How to Read the Benchmark Results

The model card compares the BF16 baseline with the NVFP4 quantized version:

Precision	MMLU Pro	GPQA Diamond	τ²-Bench Telecom	SciCode	AIME 2025	AA-LCR	IFBench	MMMU Pro
BF16	85.6	84.9	95.5	40.8	89.2	62.0	62.3	74.1
NVFP4	85.0	84.8	94.7	40.6	88.8	62.0	62.8	74.5

From the table, NVFP4 shows small fluctuations compared with BF16: some metrics are slightly lower, while IFBench and MMMU Pro are slightly higher. A more cautious interpretation is that this quantized version stays close to BF16 on these public benchmarks, but it still needs to be tested with your own business data before deployment.

This is especially true for scenarios such as Agent workflows, RAG, code generation, and long-context retrieval. Public benchmarks can only provide a reference. Before going into production, you still need to check:

Whether the model follows instructions reliably under long context;
Whether it ignores referenced materials in RAG scenarios;
Whether tool calls tend to produce incorrect parameters;
Whether Chinese, English, and multimodal inputs meet your business requirements;
Whether throughput and latency are acceptable under low-memory configurations.

Suitable Scenarios

This model is better suited for teams that are already preparing to use NVIDIA GPUs and vLLM for inference services. Typical scenarios include:

Local or private chatbot deployments;
RAG knowledge-base question answering;
Planning and tool calling in Agent systems;
Long-document reading and summarization;
Large model inference testing with lower GPU memory usage;
Deployment teams that want to compare BF16 and FP4 quantization results.

If you only want to casually run it on a regular consumer GPU, first confirm the GPU memory, vLLM version, and quantization support. A pre-quantized model can lower the deployment barrier, but it does not mean every piece of hardware can run a 262K context smoothly.

Usage Limits

The model card also notes common limitations: the base model’s training data comes from the internet and may contain harmful content and social biases. As a result, the model may amplify biases under certain prompts, generate inaccurate content, omit key information, or produce inappropriate text.

If it is used in production, it is recommended to add at least several layers of protection:

Run safety evaluations for your business scenarios;
Add result validation for RAG and tool calls;
Add human review for high-risk outputs;
Record the inference version, quantization configuration, and vLLM parameters;
Keep a rollback plan to other models or the BF16 version for important tasks.

Summary

The value of nvidia/Qwen3.6-35B-A3B-NVFP4 is that it turns Qwen3.6-35B-A3B into an NVIDIA quantized version that can be deployed directly with vLLM. NVFP4 reduces GPU memory and disk pressure, and the official benchmarks also show performance close to BF16 across several metrics.
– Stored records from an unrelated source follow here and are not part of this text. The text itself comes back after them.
PR #959, opened 2024-03-20
Clipboard: fix copyText() in popup windows

bschwarzent:
Modern browsers offer a clipboard API on the 'navigator' object. The writeText() method will throw an error if the window is not in focus. It is therefore important to use the correct window object. Like the document, the window has to be retrieved from the given 'parent' widget.

378306


mvilliger (approved):
Looks good and works fine thank you.
Instead of 'options.parent && options.parent.rendered' you could also write 'options?.parent?.rendered' but doesn't matter :)

bschwarzent:
I copied the `options.parent ....` check from the "doc" case below. But you are right, this can be sortened by using the optional chaning operator. Checking for "rendered" is not even necessary, since the window()/document() methods will return null when the widget is not rendered. I adjusted the code accordingly.

PR #960, opened 2024-03-21
Session: don't reload page on upload errors

bschwarzent:
Errors during the uploading of files allow the application to continue. The default yes button action reloads the page, which is not necessary in this case. To skip the reload, the button action is remove. (This was already the case in 22.0, but somehow got lost during the TS migration.)


mvilliger (approved):
Works. Thanks for fixing.

PR #961, opened 2024-03-28
Chart: several improvements

fschinkel:
Add add(List<BigDecimal>) to INTupleChartValueGroupBean. Fix tooltip and datalabels for scatter charts using a label map.

328315


org.eclipse.scout.rt.chart.shared/src/main/java/org/eclipse/scout/rt/chart/shared/data/basic/chart/NTupleChartValueGroupBean.java
```diff
@@ -9,15 +9,18 @@
  */
 package org.eclipse.scout.rt.chart.shared.data.basic.chart;
 
+import static org.eclipse.scout.rt.platform.util.CollectionUtility.size;
```
bschwarzent: I would not use a static import for this method.

PR #964, opened 2024-04-03
POC for #379569

paolobazzi:


paolobazzi:
This migration option is not any longer necessary since pull request https://github.com/eclipse-scout/scout.rt/pull/974/ allows to migrate id type names.

PR #970, opened 2024-04-07
Features/cgu/24.2/hybridmanager improvements

cguglielmo:


eclipse-scout-core/src/desktop/hybrid/HybridManager.ts
```diff
@@ -132,30 +139,65 @@ export class HybridManager extends Widget {
   }
 
   /**
+   * @deprecated use call instead.
+   */
+  triggerActionType(actionType: string, data?: object): string {
```
fschinkel: Why was this method renamed and not just deprecated?

eclipse-scout-core/src/desktop/hybrid/HybridManager.ts
```diff
@@ -132,30 +139,65 @@ export class HybridManager extends Widget {
...
   }
 
-  async triggerHybridActionAndWait(eventType: string, data?: object): Promise<object> {
-    const id = this.triggerHybridAction(eventType, data);
-    const r = await this.when(`hybridActionEnd:${id}`);
-    return r.data;
+  /**
+   * @deprecated use callAndWait instead.
+   */
+  triggerActionTypeAndWait(actionType: string, data?: object): JQuery.Promise<object> {
```
fschinkel: Why was this method renamed and not just deprecated?

org.eclipse.scout.rt.ui.html/src/main/java/org/eclipse/scout/rt/ui/html/json/form/fields/JsonAdapterPropertyConfigBuilder.java
```diff
@@ -26,11 +26,16 @@ public JsonAdapterPropertyConfigBuilder() {
   }
 
   public JsonAdapterPropertyConfigBuilder global() {
-    m_global = true;
+    m_global = (model) -> true;
```
fschinkel:
```suggestion
    m_global = model -> true;
```

org.eclipse.scout.rt.ui.html/src/main/java/org/eclipse/scout/rt/ui/html/json/form/fields/JsonAdapterProperty.java
```diff
@@ -44,8 +44,11 @@ protected IUiSession getUiSession() {
     return m_uiSession;
   }
 
-  protected boolean isGlobal() {
-    return m_global;
+  /**
+   * @return true whether a global adapter should be created for the given model.
+   */
+  protected boolean isGlobal(Object model) {
```
fschinkel, line 54: Do we need to keep the no-arg-method? Projects might implement own `JsonAdapterProperty`s or override the method instead of using `createConfig()`.

fschinkel (changes requested):

PR #973, opened 2024-04-10
Features/cgu/24.2/various logical grid and tile grid improvements

cguglielmo:


eclipse-scout-core/src/layout/logicalgrid/GridData.ts
```diff
@@ -168,6 +168,13 @@ export class GridData {
     $.extend(this, model);
   }
 
+  /**
+   * @returns a clone of this grid data enriched with the properties of the given model.
+   */
+  clone?(model?: GridData) {
```
bschwarzent: - Declare the return type (GridData)

eclipse-scout-core/src/tile/TileGridLayout.ts
```diff
@@ -123,6 +123,9 @@ export class TileGridLayout extends LogicalGridLayout {
 
   protected _storeBounds(tiles: Tile[]) {
     tiles.forEach((tile, i) => {
+      if (!tile.animateBoundsChange) {
```
bschwarzent, line 126: Seems okay, although it's not entirely clear how not setting some data properties disables the animation. I believe it relies on 6732927d0eb3f563e4a9e6080f1412770d37b4a1, correct?

eclipse-scout-core/src/tile/TileGrid.ts
```diff
@@ -383,6 +383,9 @@ export class TileGrid<TTile extends Tile = Tile> extends Widget implements TileG
   }
 
   protected _renderInsertTiles(tiles: (TTile | PlaceholderTile)[]) {
+    if (!this.animateTileInsertion) {
```
bschwarzent, line 386: Remark about the commit message of ee1a72a6779a66cff6159bdeb1d1bd55b126a1a3:
- Last line has an unnecessary space at the start.
- Do I understand the text correctly, that the example code _did not_ work, but now _does_ with this change?

eclipse-scout-core/src/form/fields/FormField.ts
```diff
@@ -847,10 +847,7 @@ export class FormField extends Widget implements FormFieldModel {
   }
 
   protected _setGridDataHints(gridData: GridData) {
-    if (!gridData) {
-      gridData = new GridData();
-    }
-    this._setProperty('gridDataHints', GridData.ensure(gridData));
+    this._setProperty('gridDataHints', GridData.ensure(gridData || new GridData()));
```
bschwarzent, line 850: Why is this necessary: `|| new GridData()`
The method name "ensure" suggests that it automatically converts null or undefined arguments to a valid object (like arrays#ensure). Is that not the case?

eclipse-scout-core/src/layout/logicalgrid/GridData.ts
```diff
@@ -168,6 +168,13 @@ export class GridData {
     $.extend(this, model);
   }
 
+  equals?(other: GridData) {
```
bschwarzent: - Declare the return type (boolean)
- What is the significance of the ? after the method name? If an implementation is provided with the base class, why should the method be declared as optional?

eclipse-scout-core/src/layout/logicalgrid/GridData.ts
```diff
@@ -168,6 +168,13 @@ export class GridData {
...
+    if (!other || !(other instanceof GridData)) {
```
bschwarzent, line 59: First case is not necessary (undefined and null are also not instance of GridData)

eclipse-scout-core/src/tile/TileGridLayout.ts
```diff
@@ -217,7 +217,7 @@ export class TileGridLayout extends LogicalGridLayout {
 
     let bounds = graphics.cssBounds(tile.$container);
     let fromBounds = tile.$container.data('oldBounds');
-    if (tile instanceof PlaceholderTile && !tile.$container.data('was-layouted')) {
+    if (!tile.$container.data('was-layouted')) {
       // Placeholders may not have fromBounds because they are added while layouting
```
bschwarzent, line 203: Maybe adjust this comment  (it now seems to apply to all tiles, not only placeholder tiles)

eclipse-scout-core/src/layout/logicalgrid/LogicalGridLayoutConfig.ts
```diff
@@ -38,8 +38,8 @@ export interface LogicalGridLayoutConfigModel {
 /**
  * Configures layouting hints for elements layouted by {@link LogicalGridLayout}.
  *
- * The configured hints only have an effect if theirs value is >=0.
- * Otherwise, the default values specified by CSS are applied (see {@link LogicalGridLayout._initDefaults}).
+ * The configured hints only have an effect if their value is >=0.
```
bschwarzent: Maybe use same condition in documentation than in code? (`>=0` vs. `> -1`)

eclipse-scout-core/src/layout/logicalgrid/LogicalGridLayoutConfig.ts
```diff
@@ -49,29 +49,47 @@ export class LogicalGridLayoutConfig implements LogicalGridLayoutConfigModel {
   columnWidth: number;
   rowHeight: number;
   minWidth: number;
+  protected _defaults: InitModelOf<LogicalGridLayoutConfig>;
+  protected _options: InitModelOf<LogicalGridLayoutConfig>;
 
-  constructor(options?: InitModelOf<LogicalGridLayoutConfig>) {
+  constructor(options?: InitModelOf<LogicalGridLayoutConfig>, defaults?: InitModelOf<LogicalGridLayoutConfig>) {
```
bschwarzent, line 33: There are many ways to contruct this object:

1. constructor - options + defaults
2. clone() - defaults only
3. ensure() - options only

Isn't this a bit confusing? When should which we use which method? There should be at least a little bit of documentation. I suspect that only the ensure() method should be called from outside, the other two are only internal, is that correct?

eclipse-scout-core/src/layout/logicalgrid/LogicalGridLayoutConfig.ts
```diff
@@ -102,4 +120,28 @@ export class LogicalGridLayoutConfig implements LogicalGridLayoutConfigModel {
...
+      setter(getter()?.clone()); // Clone will read the new defaults and apply the custom options
+    };
+    HtmlEnvironment.get().on('propertyChange', handler);
+    widget.one('destroy', () => {
+      HtmlEnvironment.get().off('propertyChange', handler);
+    });
+  }
+
+  static prepareSmallHgapConfig(layoutConfig?: ObjectOrModel<LogicalGridLayoutConfig>) {
+    if (!layoutConfig) {
```
bschwarzent: Doesn't ensure() handle this case?

eclipse-scout-core/src/layout/logicalgrid/LogicalGridLayoutConfig.ts
```diff
@@ -102,4 +120,28 @@ export class LogicalGridLayoutConfig implements LogicalGridLayoutConfigModel {
...
+    let handler = () => {
+      setter(getter()?.clone()); // Clone will read the new defaults and apply the custom options
+    };
+    HtmlEnvironment.get().on('propertyChange', handler);
+    widget.one('destroy', () => {
+      HtmlEnvironment.get().off('propertyChange', handler);
+    });
+  }
+
+  static prepareSmallHgapConfig(layoutConfig?: ObjectOrModel<LogicalGridLayoutConfig>) {
```
bschwarzent: Declare return type

eclipse-scout-core/src/layout/logicalgrid/LogicalGridLayoutConfig.ts
```diff
@@ -102,4 +120,28 @@ export class LogicalGridLayoutConfig implements LogicalGridLayoutConfigModel {
     }
     return new LogicalGridLayoutConfig(layoutConfig);
   }
+
+  static initHtmlEnvChangeHandler(widget: Widget, getter: () => LogicalGridLayoutConfig, setter: (config: LogicalGridLayoutConfig) => void) {
```
bschwarzent, line 123: Maybe add a little documentation? The fact that this method must be called exactly once during the initialization of the widget is not clear without reading the code.

eclipse-scout-core/src/tile/TileGridLayoutConfig.ts
```diff
@@ -22,20 +22,42 @@ export interface TileGridLayoutConfigModel extends LogicalGridLayoutConfigModel
...
-  constructor(options?: InitModelOf<TileGridLayoutConfig>) {
-    super(options);
-    options = options || {};
-    if (options.maxWidth > -2) {
-      this.maxWidth = options.maxWidth;
+  protected static _DEFAULT_CONFIG: InitModelOf<TileGridLayoutConfig> = undefined;
+
+  constructor(options?: InitModelOf<TileGridLayoutConfig>, defaults?: InitModelOf<TileGridLayoutConfig>) {
+    super(options, defaults);
+    this._init(); // Needs to be initialized again otherwise maxWidth would be set to undefined
```
bschwarzent: Is that comment correct? $.extend() usually ignores properties that are undefined.

eclipse-scout-core/src/layout/logicalgrid/LogicalGridLayoutConfig.ts
bschwarzent: Two widgets call ensure() to create the config object, and two other widgets call prepareSmallHgapConfig(). I think it would be better understandable if those two ways were more similar. Some ideas:
1. Add a defaults argument to ensure(). Usage:
`this._setProperty('layoutConfig', LogicalGridLayoutConfig.ensure(layoutConfig, {hgap: HtmlEnvironment.get().smallColumnGap}));`
2. Add a second ensureX() method. Usage:
`this._setProperty('layoutConfig', LogicalGridLayoutConfig.ensureWithSmallHgap(layoutConfig));`
4. Add a fluent method. Usage:
`this._setProperty('layoutConfig', LogicalGridLayoutConfig.ensure(layoutConfig).withSmallHgapGap());`

eclipse-scout-core/src/form/fields/groupbox/GroupBox.ts
```diff
@@ -283,6 +283,7 @@ export class GroupBox extends CompositeField implements GroupBoxModel {
       bodyLayoutConfig = new LogicalGridLayoutConfig();
     }
     this._setProperty('bodyLayoutConfig', LogicalGridLayoutConfig.ensure(bodyLayoutConfig));
+    LogicalGridLayoutConfig.initHtmlEnvChangeHandler(this, () => this.bodyLayoutConfig, layoutConfig => this.setBodyLayoutConfig(layoutConfig));
```
bschwarzent, line 283: Remark about the commit message of e7f880c32249eae5f56823b88ee13d84f0d07e88:

> Default values are now available directly on the layout config object.
> This makes it easier to access the actual values for custom calculations.

What exactly does this mean? Is there an example for such a "custom calculation"? And why are the default values needed to access the "actual values"? Are these the widget-specific values or the final, merged values?

eclipse-scout-core/src/tile/Tile.ts
```diff
@@ -36,6 +36,8 @@ export class Tile extends Widget implements TileModel {
     this.selected = false;
     this.selectable = false;
     this.plainText = null;
+    // Null to let TileGrid decide whether to enable animation
```
bschwarzent, line 41: Remark about the commit message of 6732927d0eb3f563e4a9e6080f1412770d37b4a1:
* There is an unnecessary space in front of the last line.

eclipse-scout-core/src/tile/TileGridLayout.ts
cguglielmo: you are right, the flag should be checked in _animateTiles as well

eclipse-scout-core/src/form/fields/FormField.ts
cguglielmo: It ensures the passed object has the GridData type, unless it is null or undefined. We use the same pattern for dates.ensure, numbers.ensure, LookupCall.ensure, DateFormat.ensure. I think this is correct because otherwise we would lose the null state which may be important. For arrays we explicitly don't want the null state. But I agree it is a little bit confusing...

eclipse-scout-core/src/layout/logicalgrid/GridData.ts
cguglielmo: Until now, the GridData object contained no methods and could be used as model object. To prevent compile errors I added the ? modifier.

I agree, it is confusing. We should probably create a GridDataModel instead

PR #977, opened 2024-04-11
Features/cgu/24.2/form field tile

cguglielmo:


eclipse-scout-core/src/tile/fields/FormFieldTile-dark.less
```diff
@@ -1,21 +1,25 @@
 /*
- * Copyright (c) 2023 BSI Business Systems Integration AG.
- * All rights reserved. This program and the accompanying materials
- * are made available under the terms of the Eclipse Public License v1.0
- * which accompanies this distribution, and is available at
- * http://www.eclipse.org/legal/epl-v10.html
+ * Copyright (c) 2010, 2023 BSI Business Systems Integration AG
```
fschinkel, line 2: This seems incorrect, still 2023. Please also regenerate for all other files, e.g. `FormFieldTile.ts` has 2023 as well.

fschinkel (approved):

eclipse-scout-core/src/tile/fields/FormFieldTile-dark.less
cguglielmo: The commits were authored in 2023, so it is correct ;-)

PR #979, opened 2024-04-12
Features/bschwarzent/24.2/286465 disable navigatedownbutton

bschwarzent:


eclipse-scout-core/src/util/dates.ts
```diff
@@ -465,6 +465,43 @@ export const dates = {
     return dateFormat.format(date);
   },
 
+  /**
+   * Returns a formatted date in the pattern `yyyy-MM-dd hh:mm:ss.SSS`.
+   * The locale is irrelevant, the time is always returned in 24h format.
+   *
+   * @param options A {@link DatesFormatTimestampOptions} object or a date.
+   */
+  formatTimestamp(options?: DatesFormatTimestampOptions | Date): string {
```
cguglielmo: What is the difference to scout.dates.format(new Date(), scout.Locale.DEFAULT, 'yyyy-MM-dd hh:mm:ss.SSS')?
To omit the time or millisecons, you can just use an adjusted pattern, so it does not need a custom implementation. 
The name is also a bit confusing, because it does not reflect the difference to format(). Maybe formatNormalized, or basicFormat, simpleFormat or something like it.

eclipse-scout-core/src/desktop/outline/navigation/NavigateDownButton.ts
```diff
@@ -61,30 +67,32 @@ export class NavigateDownButton extends NavigateButton {
...
-    // when it's not a leaf and not a detail - the button is only enabled when a single row is selected and that row is linked to a page
-    let table = this.node.detailTable;
-    if (table) {
-      return table.selectedRows.length === 1 && !!table.selectedRows[0].page;
+    // If there is a detail table that defines the child pages, check if a row is selected.
+    if (this._hasDetailTable(false)) {
+      let selectedRows = this.node.detailTable.selectedRows;
+      // Drill down is only possible when a single row is selected and that row is linked to a page
+      if (selectedRows.length === 1 && selectedRows[0].page) {
+        return this.node.pageForTableRow(selectedRows[0]);
```
cguglielmo: Why don't you just use selectedRows\[0].page? Why do we even need this method? :)

eclipse-scout-core/src/desktop/outline/Outline.ts
```diff
@@ -159,14 +161,36 @@ export class Outline extends Tree implements DisplayParent, OutlineModel {
...
 
-  /**
-   * This function returns the outline mediator instance. When we're in an online Scout application we must
-   * return a null instance here, because mediation is done server-side.
-   */
   protected _createMediator(): OutlineMediator {
     return scout.create(OutlineMediator);
   }
 
+  protected _installLocalTreeListener() {
```
cguglielmo, line 168: How can the node not be a Page? I would skip the filter and just add a cast.

eclipse-scout-core/src/desktop/outline/Outline.ts
```diff
@@ -159,14 +161,36 @@ export class Outline extends Tree implements DisplayParent, OutlineModel {
...
+    // Note: Although there is a Java outline mediator in Scout Classic, we always install the JS outline mediator.
+    // This enables hybrid outlines, i.e. Java outlines that contain both Java and JS pages.
+
+    // Mediate node selection
+    this.on('nodesSelected', (event: TreeNodesSelectedEvent) => {
+      this.mediator.onPageSelected(this.selectedNode());
+    });
+
+    // Mediate subtree changes
+    let handleSubTreeChanged = (nodes: TreeNode | TreeNode[]) => {
```
cguglielmo, line 178: Can you explain in the commit message, what the purpose of this change is? Is this relevant for the navigate down button?

eclipse-scout-core/src/desktop/outline/navigation/NavigateDownButton.ts
bschwarzent: You are correct, this method is not necessary. I marked it as deprecated and replaced all usages. The property "page" on `TableRow` now has a short js doc.

eclipse-scout-core/src/desktop/outline/Outline.ts
bschwarzent: Done.

eclipse-scout-core/src/desktop/outline/Outline.ts
bschwarzent: A more detailed description was added.

eclipse-scout-core/src/util/dates.ts
bschwarzent: Aggred, it is too confusing. I reverted this changed. Instead, the `dates.format()` function can be used as suggested.

Things to note:
- `Locale.DEFAULT` cannot be used as second argument, because that constant is only a _LocaleModel_, not a _Locale_. I used `Locale.ensure()` instead.
- The pattern should use uppercase `HH` for the hours to make sure DateFormat uses the 24-hour format (0-23) rather than the 12-hour format (1-12).

PR #980, opened 2024-04-12
Table: add TableOrganizer and ShowInvisibleColumnsForm for Scout JS

bschwarzent:


org.eclipse.scout.rt.client/src/main/java/org/eclipse/scout/rt/client/ui/basic/table/organizer/ShowInvisibleColumnsForm.java
```diff
@@ -100,7 +89,7 @@ protected int getConfiguredGridColumnCount() {
     @Override
     protected void execInitField() {
       super.execInitField();
-      setStatusVisible(false);
+      //setStatusVisible(false);
```
mvilliger: Is this no longer required? Then remove the line? Otherwise remove comment?

eclipse-scout-core/src/table/TableModel.ts
```diff
@@ -268,4 +268,5 @@ export interface TableModel extends WidgetModel {
    */
   textFilterEnabled?: boolean;
   defaultMenuTypes?: string[];
+  tableOrganizer?: ObjectOrModel<TableOrganizer>;
```
mvilliger: if a tableOrganizer model is passed as part of this TableModel, is it actually used when creating the instance?
Either it should have an effect or here only a TableOrganizier can be passed and no model?

eclipse-scout-core/src/table/TableAdapter.ts
```diff
@@ -721,6 +721,15 @@ export class TableAdapter extends ModelAdapter {
       }
       return this.createTilesOrig(rows);
     }, true);
+
+    // not used in classic mode since table is organized on the server
+    objects.replacePrototypeFunction(Table, '_createTableOrganizer', function(this: Table & { _createTableOrganizerOrig }) {
+      if (this.modelAdapter) {
+        // nop in classic mode
+        return;
```
mvilliger: maybe return null here instead of undefined? But actually makes no difference

eclipse-scout-core/src/table/ShowInvisibleColumnsFormModel.ts
```diff
@@ -0,0 +1,97 @@
...
+              id: 'ColumnsTable',
+              objectType: Table,
+              checkable: true,
+              checkableStyle: Table.CheckableStyle.CHECKBOX_TABLE_ROW,
+              headerVisible: false,
+              autoResizeColumns: true,
+              columns: [
+                {
+                  id: 'KeyColumn',
+                  objectType: Column,
```
mvilliger: Specify the generic here (Column)? WidgetMap can handle generics now.

eclipse-scout-core/src/table/ShowInvisibleColumnsForm.ts
```diff
@@ -0,0 +1,80 @@
...
+  table: Table;
+  insertAfterColumn: Column;
+
+  constructor() {
+    super();
+    this.table = null;
+    this.insertAfterColumn = null;
+  }
+
+  protected override _jsonModel(): WidgetModel {
```
mvilliger: return type could be a FormModel

eclipse-scout-core/src/table/ShowInvisibleColumnsForm.ts
```diff
@@ -0,0 +1,80 @@
...
+      // If a "insertAfterColumn" is provided, move the (still hidden) columns to a position right after that column.
+      // We do this _before_ making them visible to prevent the animation. If no valid "insertAfterColumn" is provided,
+      // the selected columns are only made visible, but not moved.
+      // TODO BSH [js-table] Is it ok to directly manipulate the columns array on the table like this? Table#udpateColumnStructure is only useful for new columns
+      arrays.removeAll(this.table.columns, columnsToInsert);
+      arrays.insertAll(this.table.columns, columnsToInsert, this.table.columns.indexOf(this.insertAfterColumn) + 1);
+    }
+
+    // Make the columns visible (at their new location)
+    columnsToInsert.forEach(column => column.setVisible(true));
```
mvilliger: each setVisible triggers a 'columnStructureChanged' event. Maybe only one event should be fired after all columns have changed? Or is this intended, that this is executed multiple times?
At least Table#onColumnVisibilityChanged is executed several times which also executes _updateRowWidth() and redraw several times then? Maybe better to only execute this once after all columns have been updated?

eclipse-scout-core/src/table/ShowInvisibleColumnsForm.ts
```diff
@@ -0,0 +1,80 @@
...
+    });
+    this.widget('ColumnsTable').insertRows(rows);
+  }
+
+  protected _getAddableColumns(): Column[] {
+    // FIXME bsh [js-table] Find a better solution, maybe list of columns in form data?
+    if (this.table.tableOrganizer) {
+      return this.table.tableOrganizer.getAddableColumns(this.insertAfterColumn);
+    }
+    return this.table.displayableColumns()
```
mvilliger: Can this case actually happen? This Form is only called from the Organizer, right? Then it must be present? Or not?

eclipse-scout-core/src/table/ShowInvisibleColumnsForm.ts
```diff
@@ -0,0 +1,80 @@
...
+        cells: [
+          scout.create(Cell, {value: column}),
+          this._getColumnTitle(column)
+        ]
+      } as TableRow;
+    });
+    this.widget('ColumnsTable').insertRows(rows);
+  }
+
+  protected _getAddableColumns(): Column[] {
```
mvilliger: The list of available columns is computed by the tableOrganizer. Maybe instead of get them here, the organizer could pass it in the model for this form when creating it?

eclipse-scout-core/src/table/ShowInvisibleColumnsForm.ts
```diff
@@ -0,0 +1,80 @@
...
+  protected override _jsonModel(): WidgetModel {
+    return model();
+  }
+
+  override importData() {
+    let rows = this._getAddableColumns().map(column => {
+      return {
+        cells: [
+          scout.create(Cell, {value: column}),
+          this._getColumnTitle(column)
```
mvilliger: In Scout Classic if the tooltip is used as column title, it is displayed using italic font. Do we want this here as well? Or not?

eclipse-scout-core/src/table/TableOrganizer.ts
```diff
@@ -0,0 +1,175 @@
...
+      return false; // already removed
+    }
+    return this.table.visibleColumns().length > 1;
+  }
+
+  /**
+   * Returns true if the given column can be modified.
+   */
+  isColumnModifiable(column: Column): boolean {
+    if (this.table.isCustomizable()) {
```
mvilliger: directly return this.table.isCustomizable()

eclipse-scout-core/src/table/TableOrganizer.ts
```diff
@@ -0,0 +1,175 @@
...
+      table: this.table,
+      insertAfterColumn: insertAfterColumn
+    });
+    form.open();
+  }
+
+  protected _removeColumn(column: Column) {
+    column.setVisible(false);
+
+    // TODO bsh [js-table] Should we keep the sorting? In Java, it stays intact (only visible in the organize menu).
```
mvilliger: maybe keep it the same as in java? Or is this expected by the user if a column is removed that the rows change in order?

mvilliger:
Table grouping seems not to work correctly. E.g. when grouping by column A and removing column B, the whole grouping seems to be removed. This seems not to be correct?
Furthermore if grouping for multiple columns is configured and one of these is removed, the whole grouping is removed as well?

mvilliger:
Another issue:

1. Add an aggregation for a number column (e.g. avg).
2. Remove this number column -> the aggregation row is removed correctly
3. Add the aggregation column again -> aggregation row is not shown, but if the column header is clicked it still shows as active

eclipse-scout-core/src/table/ShowInvisibleColumnsForm.ts
bschwarzent: The table organizer is null in classic mode (method _createTableOrganizer is replaced in TableAdapter)

org.eclipse.scout.rt.client/src/main/java/org/eclipse/scout/rt/client/ui/basic/table/organizer/ShowInvisibleColumnsForm.java
bschwarzent: Yes, this is no longer required (table status is already invisible on the table field). Method was removed.

eclipse-scout-core/src/table/TableAdapter.ts
bschwarzent: The TableAdapter now sets the organizer to a RemoteTableOrganizer in the _initProperties method.

eclipse-scout-core/src/table/ShowInvisibleColumnsFormModel.ts
bschwarzent: Updated.

eclipse-scout-core/src/table/ShowInvisibleColumnsForm.ts
bschwarzent: Done.

eclipse-scout-core/src/table/ShowInvisibleColumnsForm.ts
bschwarzent: Code was changed to pass "false" as a second argument to the setVisible() method, and manually calls onColumnVisibilityChanged() once afterwards.

eclipse-scout-core/src/table/ShowInvisibleColumnsForm.ts
bschwarzent: No longer relevant, logic was moved to TableOrganizer.

eclipse-scout-core/src/table/ShowInvisibleColumnsForm.ts
bschwarzent: Not sure how useful this is, but I agree that it's better to have to two implementations to be as similar as possible. Italic font was added.

eclipse-scout-core/src/table/TableOrganizer.ts
bschwarzent: Agreed. Code was adjusted.

bschwarzent:
Thanks for the review. The aggregate rows are now updated correctly.

After additional feedback from @cguglielmo, the `tableOrganizer` property on the table was renamed to `organizer`. The static flags "columnAddable", "removable" and "modifiable" are now also considered in Scout JS. Their default value was change from false to true, but in Scout Classic, they are still defined by the model on the UI server. A special implementation `RemoteTableOrganizer` is used in classic mode.

eclipse-scout-core/src/table/TableModel.ts
bschwarzent: Type was changed to `TableOrganizer` only, because the organizer does not even have a model.

eclipse-scout-core/src/table/ShowInvisibleColumnsForm.ts
bschwarzent: Agreed. The form now receives the available columns and returns the selected columns via data property. The logic was moved to the table organizer.

eclipse-scout-core/src/table/TableOrganizer.ts
bschwarzent: I left this as it is, so all isColumnXy() methods are structured similarly.

PR #982, opened 2024-04-19
Page: remove destroyed detail form and table from page

bschwarzent:
A page may reference a detailForm or a detailTable. If the corresponding widget is destroyed, the member should also be set to null. Otherwise, it may happen that the destroyed widget is still accessed, creating the potential for unexpected errors ('Widget is destroyed').

For example, if a node page with both a detail form and a detail table is destroyed while still being selected, the DesktopBench will be triggered by a pageChanged event and tries to update the outline content with an already destroyed widget.

### DIFF
--- a/eclipse-scout-core/src/desktop/outline/pages/Page.ts
+++ b/eclipse-scout-core/src/desktop/outline/pages/Page.ts
@@ -137,9 +137,11 @@ export class Page extends TreeNode implements PageModel {
     super._destroy();
     if (this.detailTable) {
       this.detailTable.destroy();
+      this.detailTable = null;
     }
     if (this.detailForm) {
       this.detailForm.destroy();
+      this.detailForm = null;
     }
     this.trigger('destroy');
   }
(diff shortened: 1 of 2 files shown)


eclipse-scout-core/src/desktop/outline/pages/Page.ts
```diff
@@ -137,9 +137,11 @@ export class Page extends TreeNode implements PageModel {
     super._destroy();
     if (this.detailTable) {
       this.detailTable.destroy();
+      this.detailTable = null;
```
cguglielmo, line 140: Ist this necessary? Shouldn't this be done by the destroy handler?

eclipse-scout-core/src/desktop/outline/pages/Page.ts
```diff
@@ -433,6 +435,11 @@ export class Page extends TreeNode implements PageModel {
     }
     this.detailForm = form;
     if (form) {
+      form.one('destroy', () => {
```
cguglielmo, line 438: Maybe remove the listener when the form changes, see FormMenu or FormTableControl

bschwarzent:
Change submitted on 25.1: https://github.com/eclipse-scout/scout.rt/commit/08be3bb1f4fdafce4f5c71d78e08f90a31cb7044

Still, it remains an inference model that requires engineering validation. Before real deployment, do not only look at benchmark scores. Test it against your own hardware, context length, RAG data, Agent toolchain, and safety requirements.

Reference links:

Validate More Than Throughput

Use a fixed evaluation set that includes your real prompts, long-context cases, tool calls, and retrieval data. Record VRAM use, first-token latency, steady-state throughput, and failure behavior separately; a model that looks fast in a short benchmark may not fit the context length or concurrency required by the actual service.